Hinzu kommen in seltenen Fällen auch erhaltene Farbstoffe, die ebenfalls zur Bestimmung von Verwandtschaften herangezogen werden können.

Bei den Pflanzen kann man Taxonomien auch anhand von Inhaltsstoffen wie Wachsen, Lignin und Terpenen sowie an der Zusammensetzung fossiler Harze festmachen. In Böden sind daraus hochmolekulare Naturstoffe wie das Kerogen entstanden. Man nimmt heute an, dass das Kerogen quasi die „Ursubstanz“ des Erdöls ist.


Fossilien erzählen von der ersten Fotosynthese
Aufgrund von Chemofossilien kann man auch nachweisen, dass im Präkambrium die Fotosynthese „erfunden“ wurde. So hat man in den Sedimenten und vor allem auch im Erdöl Abbauprodukte von Chlorophyll gefunden, die äußerst stabilen Porphyrine. Zwar enthielten diese Chelate als Zentral-Ionen kein Magnesium mehr, sondern stattdessen Vanadium oder Nickel. Dazu findet man aber auch die vom Chlorophyll abgespalteten langkettigen Kohlenwasserstoffe Pristan und Phytan.
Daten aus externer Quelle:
PR #4058, opened 2020-06-03
fix: Exempt docs from grayscale

Kilian:
This grayscales everything except the docs overview and docs pages, which should help with a11y.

Dazu passt auch, dass aufgrund der Zusammensetzung der Sedimente anzunehmen ist, dass „plötzlich“ ungebundener Sauerstoff in der Atmosphäre vorkam. Grund: Gab es bislang nur Eisen(II)-Verbindungen, so tauchen ab jetzt in den Sedimenten vermehrt Eisen(III)-Verbindungen auf. Die Steine waren nicht mehr grünlich bis farblos, sondern wurden beim Übergang zum Kambrium zunehmend braun bis rot gefärbt - wie im Grand Canyon zu sehen ist. Das folgende Bild zeigt einen Stein, der den Übergang von Graugrün nach Rotbraun deutlich macht.

Bild 6: Kambrischer Sandstein aus dem Grand Canyon
(Foto: Blume)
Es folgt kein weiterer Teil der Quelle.